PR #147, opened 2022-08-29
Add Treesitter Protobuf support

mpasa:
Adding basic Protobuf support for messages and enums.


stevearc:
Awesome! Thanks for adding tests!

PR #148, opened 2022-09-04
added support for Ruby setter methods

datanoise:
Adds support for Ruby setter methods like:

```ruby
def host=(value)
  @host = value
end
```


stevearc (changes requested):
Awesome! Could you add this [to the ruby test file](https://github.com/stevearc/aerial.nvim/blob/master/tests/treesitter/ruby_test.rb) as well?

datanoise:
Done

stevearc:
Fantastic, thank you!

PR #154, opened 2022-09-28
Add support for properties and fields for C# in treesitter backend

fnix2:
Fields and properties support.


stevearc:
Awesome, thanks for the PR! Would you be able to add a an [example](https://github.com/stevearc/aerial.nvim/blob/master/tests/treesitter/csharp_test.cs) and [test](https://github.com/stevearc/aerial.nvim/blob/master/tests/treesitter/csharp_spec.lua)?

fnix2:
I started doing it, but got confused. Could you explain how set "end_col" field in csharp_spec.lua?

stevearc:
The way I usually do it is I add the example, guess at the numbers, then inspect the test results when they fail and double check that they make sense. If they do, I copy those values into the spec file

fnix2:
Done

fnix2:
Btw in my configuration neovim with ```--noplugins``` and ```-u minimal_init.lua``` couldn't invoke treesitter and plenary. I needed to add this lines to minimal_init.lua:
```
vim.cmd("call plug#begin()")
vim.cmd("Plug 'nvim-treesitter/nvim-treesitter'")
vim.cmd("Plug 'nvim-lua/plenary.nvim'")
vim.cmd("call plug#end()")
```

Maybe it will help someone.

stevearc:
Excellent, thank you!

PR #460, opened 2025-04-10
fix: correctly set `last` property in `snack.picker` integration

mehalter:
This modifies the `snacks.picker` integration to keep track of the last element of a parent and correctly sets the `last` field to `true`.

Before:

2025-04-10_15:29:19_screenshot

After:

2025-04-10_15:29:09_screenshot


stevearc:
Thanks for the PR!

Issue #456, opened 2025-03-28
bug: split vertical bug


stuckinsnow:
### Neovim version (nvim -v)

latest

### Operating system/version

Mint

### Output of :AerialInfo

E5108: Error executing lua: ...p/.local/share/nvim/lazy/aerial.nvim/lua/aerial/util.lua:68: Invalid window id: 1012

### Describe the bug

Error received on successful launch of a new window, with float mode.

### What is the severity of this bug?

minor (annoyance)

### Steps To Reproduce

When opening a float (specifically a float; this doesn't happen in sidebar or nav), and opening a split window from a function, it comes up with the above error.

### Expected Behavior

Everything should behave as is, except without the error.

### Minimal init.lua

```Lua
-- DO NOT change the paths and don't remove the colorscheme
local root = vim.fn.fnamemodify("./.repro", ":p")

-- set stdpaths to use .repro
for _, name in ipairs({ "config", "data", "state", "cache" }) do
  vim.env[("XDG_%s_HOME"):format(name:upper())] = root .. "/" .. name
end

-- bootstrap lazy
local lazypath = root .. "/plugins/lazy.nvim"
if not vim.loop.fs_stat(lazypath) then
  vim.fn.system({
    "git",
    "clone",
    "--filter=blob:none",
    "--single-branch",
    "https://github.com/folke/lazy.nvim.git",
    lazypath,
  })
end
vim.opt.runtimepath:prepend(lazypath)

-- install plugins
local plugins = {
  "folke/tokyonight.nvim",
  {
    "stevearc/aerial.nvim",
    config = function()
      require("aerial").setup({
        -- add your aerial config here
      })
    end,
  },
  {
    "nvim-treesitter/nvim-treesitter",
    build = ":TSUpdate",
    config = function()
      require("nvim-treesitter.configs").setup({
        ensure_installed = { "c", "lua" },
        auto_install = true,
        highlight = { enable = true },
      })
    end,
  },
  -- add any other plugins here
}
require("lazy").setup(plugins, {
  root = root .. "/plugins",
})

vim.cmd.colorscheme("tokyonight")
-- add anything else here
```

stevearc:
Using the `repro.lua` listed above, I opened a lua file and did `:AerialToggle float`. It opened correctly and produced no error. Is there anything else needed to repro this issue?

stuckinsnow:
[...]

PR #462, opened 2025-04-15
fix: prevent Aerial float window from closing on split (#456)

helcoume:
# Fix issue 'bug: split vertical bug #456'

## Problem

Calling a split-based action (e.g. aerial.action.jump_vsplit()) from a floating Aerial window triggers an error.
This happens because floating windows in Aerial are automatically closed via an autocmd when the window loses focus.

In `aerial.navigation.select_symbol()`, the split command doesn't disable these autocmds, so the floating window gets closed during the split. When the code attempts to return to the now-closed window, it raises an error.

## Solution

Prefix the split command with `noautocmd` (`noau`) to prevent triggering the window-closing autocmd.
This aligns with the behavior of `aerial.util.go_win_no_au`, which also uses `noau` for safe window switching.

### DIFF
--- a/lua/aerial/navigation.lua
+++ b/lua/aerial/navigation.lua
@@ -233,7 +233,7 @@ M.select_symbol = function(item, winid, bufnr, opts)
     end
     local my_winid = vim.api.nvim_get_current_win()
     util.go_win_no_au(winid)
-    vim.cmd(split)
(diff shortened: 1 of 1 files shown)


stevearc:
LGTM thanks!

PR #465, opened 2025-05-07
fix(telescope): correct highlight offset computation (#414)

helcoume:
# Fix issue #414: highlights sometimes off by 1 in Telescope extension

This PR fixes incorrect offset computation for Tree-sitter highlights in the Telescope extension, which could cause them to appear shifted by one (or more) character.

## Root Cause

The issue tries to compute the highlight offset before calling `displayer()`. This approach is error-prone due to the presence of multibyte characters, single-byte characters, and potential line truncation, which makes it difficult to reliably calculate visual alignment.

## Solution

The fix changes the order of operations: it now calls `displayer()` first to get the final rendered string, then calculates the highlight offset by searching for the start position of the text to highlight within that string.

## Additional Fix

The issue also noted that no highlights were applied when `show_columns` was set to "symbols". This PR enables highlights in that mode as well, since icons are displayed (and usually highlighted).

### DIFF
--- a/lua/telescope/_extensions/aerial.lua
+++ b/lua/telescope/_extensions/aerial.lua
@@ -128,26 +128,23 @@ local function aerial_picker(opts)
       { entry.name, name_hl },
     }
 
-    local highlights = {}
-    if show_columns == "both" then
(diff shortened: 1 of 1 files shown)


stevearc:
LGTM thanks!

■ ■ ■

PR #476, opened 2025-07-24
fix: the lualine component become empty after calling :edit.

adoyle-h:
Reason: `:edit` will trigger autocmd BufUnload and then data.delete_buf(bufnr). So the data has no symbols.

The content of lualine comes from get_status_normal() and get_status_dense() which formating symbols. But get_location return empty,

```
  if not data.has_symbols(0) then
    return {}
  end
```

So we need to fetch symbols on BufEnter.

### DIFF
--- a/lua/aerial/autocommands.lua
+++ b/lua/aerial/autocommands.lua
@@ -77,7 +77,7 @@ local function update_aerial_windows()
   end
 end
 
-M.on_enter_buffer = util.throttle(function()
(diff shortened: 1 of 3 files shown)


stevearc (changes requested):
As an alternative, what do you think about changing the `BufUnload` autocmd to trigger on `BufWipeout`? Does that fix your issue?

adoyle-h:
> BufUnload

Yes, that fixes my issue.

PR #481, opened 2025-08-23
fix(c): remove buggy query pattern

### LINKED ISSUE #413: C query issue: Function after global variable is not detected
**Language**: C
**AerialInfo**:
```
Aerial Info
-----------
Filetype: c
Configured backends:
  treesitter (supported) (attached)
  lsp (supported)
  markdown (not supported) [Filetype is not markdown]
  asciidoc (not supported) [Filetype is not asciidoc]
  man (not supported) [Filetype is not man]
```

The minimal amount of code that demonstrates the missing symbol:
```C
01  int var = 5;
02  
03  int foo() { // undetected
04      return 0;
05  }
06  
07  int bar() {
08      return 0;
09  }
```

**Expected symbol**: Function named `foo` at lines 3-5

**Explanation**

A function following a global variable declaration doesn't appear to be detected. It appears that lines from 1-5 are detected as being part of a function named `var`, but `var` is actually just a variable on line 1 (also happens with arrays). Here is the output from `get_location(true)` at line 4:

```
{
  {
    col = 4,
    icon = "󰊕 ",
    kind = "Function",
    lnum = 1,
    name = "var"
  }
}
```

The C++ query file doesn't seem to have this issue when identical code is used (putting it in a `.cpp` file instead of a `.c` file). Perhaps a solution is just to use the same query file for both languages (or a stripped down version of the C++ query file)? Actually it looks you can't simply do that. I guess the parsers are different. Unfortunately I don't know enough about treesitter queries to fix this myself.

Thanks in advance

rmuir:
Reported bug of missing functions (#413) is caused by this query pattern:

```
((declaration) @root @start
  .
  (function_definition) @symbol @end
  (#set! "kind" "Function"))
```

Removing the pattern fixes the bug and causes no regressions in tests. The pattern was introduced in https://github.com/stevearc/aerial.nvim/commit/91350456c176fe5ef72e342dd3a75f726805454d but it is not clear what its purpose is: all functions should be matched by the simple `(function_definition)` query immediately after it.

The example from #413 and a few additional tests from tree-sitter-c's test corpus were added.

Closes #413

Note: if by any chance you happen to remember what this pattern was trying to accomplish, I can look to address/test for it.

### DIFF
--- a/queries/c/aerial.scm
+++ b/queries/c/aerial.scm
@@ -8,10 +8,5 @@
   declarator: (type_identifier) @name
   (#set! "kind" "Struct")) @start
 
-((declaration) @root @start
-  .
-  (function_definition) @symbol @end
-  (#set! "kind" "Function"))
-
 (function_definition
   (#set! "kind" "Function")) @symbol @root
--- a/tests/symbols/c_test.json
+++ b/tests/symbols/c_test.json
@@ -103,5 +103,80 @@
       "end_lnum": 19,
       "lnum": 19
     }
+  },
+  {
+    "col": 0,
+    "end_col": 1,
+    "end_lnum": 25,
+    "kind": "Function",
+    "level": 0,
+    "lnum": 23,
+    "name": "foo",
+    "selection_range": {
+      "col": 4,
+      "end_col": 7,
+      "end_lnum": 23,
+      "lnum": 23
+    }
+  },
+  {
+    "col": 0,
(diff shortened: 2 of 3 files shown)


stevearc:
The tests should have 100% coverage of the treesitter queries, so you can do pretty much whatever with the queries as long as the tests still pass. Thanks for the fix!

■ ■ ■

Reply with nothing but the number of lines in the data above that contain "split".

8